Jeff Bezos a de la suite dans les idées, ou peut-être trop d’argent. Alors que son autre entreprise, Amazon, développe déjà le projet Kuiper, le milliardaire utilise sa casquette Blue Origin pour annoncer TeraWave. En plus, le calendrier est agressif : le déploiement doit débuter au quatrième trimestre 2027.
On parle d’une constellation de 5 408 satellites mêlant orbite basse (LEO) et orbite moyenne (MEO). L’objectif n’est pas de connecter votre maison de campagne en zone blanche, mais de servir de « dorsale » (backhaul) pour les entreprises, les gouvernements et les data centers.
La physique a ses raisons que Bezos ignore ?
Et il y a la technologie choisie. Pour atteindre les 144 GBit/s promis en liaison radio, TeraWave compte utiliser la bande Q/V. Pour faire simple : ce sont des fréquences très élevées. L’avantage ? Ça va vite. L’inconvénient ? La moindre goutte de pluie agit comme un mur de briques.
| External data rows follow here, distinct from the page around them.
PR #1016, opened 2018-03-31
Eeprom improvements

ergo720:
This improves issue #198 (it 's just missing the gui now). From my tests: this seems to work fine however, more testing is welcome. One thing: with the new hash that is calculated, if that fails an error is logged and the LED flashes. As an alternative to this, we could just delete the existing eeprom.bin and regenerate a new one, so let me know what you think.

### DIFF
--- a/import/OpenXDK/include/xboxkrnl/xboxkrnl.h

Comme tous les experts l’expliquent, le concept est techniquement et économiquement aventureux. Fabriquer des antennes capables de gérer ces fréquences demande une précision d’orfèvre et coûte une fortune. De plus, les stations au sol devront utiliser la bande E, encore plus sensible à la météo. En clair : s’il pleut, votre connexion à plusieurs milliards de dollars risque de s’effondrer.
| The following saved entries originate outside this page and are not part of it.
Issue #974, opened 2018-03-07
Add 'boot to dashboard' option


CakeLancelot:
Add an option to the menu bar that will allow the user to boot an installed dashboard without having to navigate to the Appdata folder and open it from there.

fancymelonub:
How do you install a dashboard?

x1nixmzeng:
The dashboard is itself an XBE that would need to be run through the emulator. Cxbx would need to be pretty stable to support booting straight into anything.

At the moment can you use the F5 key to run the last XBE you started - from the "most recently used" list?

CakeLancelot:
> The dashboard is itself an XBE that would need to be run through the emulator. Cxbx would need to be pretty stable to support booting straight into anything.
> 
> At the moment can you use the F5 key to run the last XBE you started - from the "most recently used" list?

This is effectively a menu option that does just that - launches the dashboard XBE if one is found in the Emudisk.

PatrickvL:
This is implemented by @ergo720 via pull request #1017

PR #1017, opened 2018-04-01
Load dashboard option

ergo720:
This is intended to fix issue #974. It adds a new "Open dashboard" option that searches for the MS dashboard in the app folder and loads the xbe if found. Afterwards, emulation can be started with "Start" as usual.


LukeUsher:
This PR completely broke the Recent Xbe functionality. (Because it shifted the menu indexes)
I fixed this as part of #1018, but just thought I'd make a note here.

ergo720:
Oops, sorry for it, I didn't notice that...

PR #1018, opened 2018-04-01
Introduce functional NV2A LLE

LukeUsher:
As the title suggests, this implements *working* NV2A LLE (and some kernel tweaks to make it work) HLE is still the recommended option for running software for now.

Known Issues:
* Slow. (MMIO exception overhead + lack of surface cache), 2D titles such as Beats of Rage (homebrew) are reasonable, 3D titles are incredibly slow. 
* Titles that directly access the framebuffer don't render (NXDK, OpenXDK), this is because I only swapbuffers in the NV2A Flip event, easily solved in the future.
* FPS counter does not work in LLE. (It's implemented in the D3DDevice_Swap function and needs abstracting away to a generic function that can be called from either path)

Other than that, it should work okay.
These remaining issues will be addressed in the (near) future, but I want to deliver what I have so far.


LukeUsher:
This has no effects on HLE behavior from my testing, so is safe to merge as-is, once we confirm that it compiles correctly in AppVeyor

Et ce n’est pas tout. Pour la liaison optique « magique » de 6 TBit/s, Blue Origin mise sur des lasers entre l’espace et la Terre.
Mais les lasers ne traversent pas les nuages. Cette technologie ne fonctionne de manière fiable que si le ciel est parfaitement dégagé. L’idée de baser une infrastructure critique pour des gouvernements sur la météo locale semble, disons, comment… audacieuse.
Blue Origin semble promettre l’impossible avec une complexité opérationnelle audacieuse, le tout pour un marché de niche estimé à seulement 100 000 clients entreprises. L’équation économique semble aussi bancale que l’équation physique.
Mais il y a une dimension stratégique interne. Des rumeurs circulent depuis des mois sur une volonté de Bezos de fusionner le projet Kuiper d’Amazon avec les activités spatiales de Blue Origin. TeraWave pourrait être un levier de négociation, ou un moyen de perturber une potentielle entrée en bourse de SpaceX en promettant des technologies « supérieures » aux investisseurs.